Well, just knowing they were yamahas,,, is good enough for me,,, they are good engines...:usaflag


----------



## orca3 (Oct 4, 2007)

I own a 2003 225 yamamerc, only problem was secondary fuel pump failed,beside that perfect.


----------



## UnderWater Angler (Jul 18, 2008)

I have an '04 50 on my flats boat and love it. Quiet, strong and fuel efficient as all get out.
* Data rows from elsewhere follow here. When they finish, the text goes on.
PR #2580, opened 2024-12-22
nm: Expose remote-ts

SpeedGriffon:
Expose the "remote-ts" config option (04db34a3a748e74dc9199834cadad78e3c307fa3) in the GUI. It is a desired change to me.

### DIFF
--- a/src/frontends/gnome/properties/nm-strongswan-dialog.ui
+++ b/src/frontends/gnome/properties/nm-strongswan-dialog.ui
@@ -737,13 +737,40 @@
             <property name="margin">6</property>
             <property name="spacing">6</property>
             <child>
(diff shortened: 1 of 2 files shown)


tobiasbrunner:
Thanks. In order to not increase the height of the dialog, I wonder if it would make sense to add this field in a new tab (e.g. "Traffic"). We could then even add another field for the local traffic selector (via the change in the `2084-nm-local-ts` branch), which would allow negotiating site-to-site tunnels without virtual IP.

SpeedGriffon:
I had the same thought when I saw #2084. Very well, I've added commits moving the option to a new tab and exposing "local-ts" for when #2084 corrects the error message and gets merged.

tobiasbrunner:
Thanks a lot, merged to master.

Only problem so far was the throttle arm popped out of its clip resulting in a 7hr trip back to the dock, easy fix but just couldnt see the arm hanging there till i had it on land:banghead:banghead.

Great motors IMHO


----------



## Strictly Bizness (Oct 2, 2007)

> *Sequoiha (10/14/2008)*Well, just knowing they were yamahas,,, is good enough for me,,, they are good engines...:usaflag


I was thinkin' the same thing Kenny. :toast Thanks for the responses. Keep em comin' if you got em.


----------



## markm0369 (Oct 31, 2007)

I have a/an 04 225, nothing of note that hasnt been addressed by yammaha, really only the belt/bushing squeek issue. Cant use some types types of gauges, ie smart craft, and I have met some mechanics that didn't realize that they could hook up yammaha diagnostics and what ever there other software is that prints out all of the engine details and history, the lower unit use mercury flo tourqe (sp?) hubs and props,but thats not a bad thing. Other than doing the ann maint. we have had no issues.


----------



## recess (Oct 8, 2007)

> *Strictly Bizness (10/14/2008)*was looking for some owner feedback on these engines. 2002 - 2004 Mercury Fourstrokes (NOT VERADOS) I have already verified that these motors are actually Yamaha's with a Mercury cowl. I wanted to hear from any owners as to their likes, dislikes, or otherwise. I know that this was when the 4strokes were just starting to hold their own and gain interest in the market.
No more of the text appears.